• EXERCISE DIRECTIONS: Among the records below, find the lines that contain "updates" and copy each of them.

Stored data
*** Block opens ***
PR #1671, opened 2019-11-25
[NETBEANS-3454] Fixed compiler warnings concerning rawtypes Reference

mklaehn:
There are compiler warnings about rawtype usage with a Reference like the following

 [nb-javac] .../platform/openide.util.ui/test/unit/src/org/openide/util/actions/CallbackSystemActionTest.java:102: warning: [rawtypes] found raw type: Reference
 [nb-javac]         Reference actionref = new WeakReference(systemaction);
 [nb-javac]         ^
 [nb-javac]   missing type arguments for generic class Reference<T>
 [nb-javac]   where T is a type-variable:
 [nb-javac]     T extends Object declared in class Reference

### DIFF
--- a/platform/openide.nodes/src/org/openide/nodes/BeanChildren.java
+++ b/platform/openide.nodes/src/org/openide/nodes/BeanChildren.java
@@ -48,8 +48,8 @@ public class BeanChildren extends Children.Keys {
      * and child, resp.
      * See #7925.
      */
-    private static final java.util.Map<Node,Reference[]> nodes2Beans = 
-            new WeakHashMap<Node,Reference[]>(); // Map<Node,Reference<Object>[2]>
+    private static final java.util.Map<Node, Reference<?>[]> nodes2Beans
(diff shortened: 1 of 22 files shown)


platform/openide.nodes/src/org/openide/nodes/BeanChildren.java
```diff
@@ -48,8 +48,8 @@
      * and child, resp.
      * See #7925.
      */
-    private static final java.util.Map<Node,Reference[]> nodes2Beans = 
-            new WeakHashMap<Node,Reference[]>(); // Map<Node,Reference<Object>[2]>
+    private static final java.util.Map<Node, Reference<?>[]> nodes2Beans
```
svenreimers: Formatting style change - is this intentional?

mklaehn: I've had NetBeans format the changed lines.
So yes, Intentional.

mklaehn:

PR #1672, opened 2019-11-25
[NETBEANS-3455] Fixed compiler warnings concerning rawtypes SoftRefer…

mklaehn:
…ence

There are compiler warnings about rawtype usage with a SoftReference like the following
```
    [repeat] .../webcommon/javascript2.model/src/org/netbeans/modules/javascript2/model/api/Index.java:215: warning: [rawtypes] found raw type: SoftReference
   [repeat]                         CACHE_INDEX_RESULT_LARGE.put(key, new SoftReference(value));
   [repeat]                                                               ^
   [repeat]   missing type arguments for generic class SoftReference<T>
   [repeat]     T extends Object declared in class SoftReference
```


mklaehn:

PR #1674, opened 2019-11-26
Backport NETBEANS-3290 fix to 11.2 release branch.

neilcsmith-net:
Any comments @jlahoda / @geertjanw on shipping updates to the platform harness via NBM update?


neilcsmith-net:
@geertjanw yes, seems to apply OK locally, but a bit concerned about the structure of this one compared to other updates.  Still, if it does cause any issues in updating we can always revert the update catalog reference for that one NBM.

neilcsmith-net:
OK, tests passed so merging.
*** Block closes ***
• EXPECTED OUTPUT:
Any comments @jlahoda / @geertjanw on shipping updates to the platform harness via NBM update?
@geertjanw yes, seems to apply OK locally, but a bit concerned about the structure of this one compared to other updates.  Still, if it does cause any issues in updating we can always revert the update catalog reference for that one NBM.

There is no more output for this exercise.